The school bus for junior and senior high (told you I am old) didn't even come down our road, which dead ended at the county line, so some kids had to walk a full mile to get to the bus stop.

None of us were fat. We got a lot of exercise, running for the bus. The driver was not inclined to wait very long for us to get there, and if we weren't there, we were told off. George Pickle was his name.

Sometimes I can't remember my Social Security #, but I remember George Pickle.

I think I've mentioned before how living out here on Plum Island, with sand and beach within easy walking distance, you'd think the neighborhood kids would be outside all summer. Not so.

Of course, I don't think I've mentioned the registered pedophile I've heard lives somewhere across Old Point Road. I could never find any listing for such a pedophile living out here, but perhaps the talk of one is enough for parents to keep their kids close.

Not enough to make them move, mind you - but that's another story altogether.

Anyway, I agree that the school district should at least consider (which I believe they do) ending all non-mandated school busing. That would be anyone closer to school than, if I recall correctly, 2.5 miles.

Still, parents would be in their cars with the kids, and on the streets. Have you seen the parking frenzy at the Bresnahan school when it lets out for the day? Buses idling, cars and SUVs idling ... it's a nightmare for anyone who likes to breathe.

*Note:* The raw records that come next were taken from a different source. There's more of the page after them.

PR #45, opened 2016-05-27
Update building dataframe with additional data

### LINKED ISSUE #44: additional data assumes patient id field
When using `as_dataframe` the `additional_data` field from patients is merged back in, but assumes that one of keys is `patient_id`.

```
        additional_data_all_patients = defaultdict(list)
        for patient in self:
            if patient.additional_data is not None:
                for key, value in patient.additional_data.items():
                    additional_data_all_patients[key].append(value)

        if len(additional_data_all_patients) > 0:
            df = df.merge(pd.DataFrame(additional_data_all_patients), on="patient_id", how="left")

```

arahuja:
Fixes #44

### DIFF
--- a/test/test_basic.py
+++ b/test/test_basic.py
@@ -21,7 +21,7 @@ from cohorts import Cohort, Patient
 from cohorts.load import InvalidDataError
 
 import pandas as pd
-from nose.tools import raises, eq_
+from nose.tools import raises, eq_, ok_
 
 def make_simple_clinical_dataframe(
         os_list=None,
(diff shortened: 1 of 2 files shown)


test/test_basic.py
```diff
@@ -64,3 +67,10 @@ def test_progressed_vs_pfs():
 def test_simple_cohort():
     cohort = make_simple_cohort()
     eq_(len(cohort.as_dataframe()), 3)
+
+    columns = set(cohort.as_dataframe().columns)
+    assert "id" in columns
```
tavinathanson: I like to use `nose` functions in tests, e.g. `ok_()`, feel free to ignore.

arahuja: Updated to `ok_`

tavinathanson:
LGTM, code is cleaner too!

If there were ever a time for your kids to walk to school, parents, the time is now. School departments think they have found a vulnerable spot in your wallet. Maybe you won't vote for annual budget overrides, but they figure you'll pay whatever they want to charge you to keep your kids riding the bus. Those fees they're charging won't have anything directly to do with busing - they'll be used to "preserve jobs," not to mention pay and benefit increases but if they call it a busing fee, they figure you'll do anything, pay anything.

I don't agree with this, however, at least in the case of the Newburyport schools. The fees cover the cost of leasing the buses, and have nothing to do with preserving jobs.

And I liked his concluding sentence: Save the children. Make them walk to school. Just don't make me walk to work.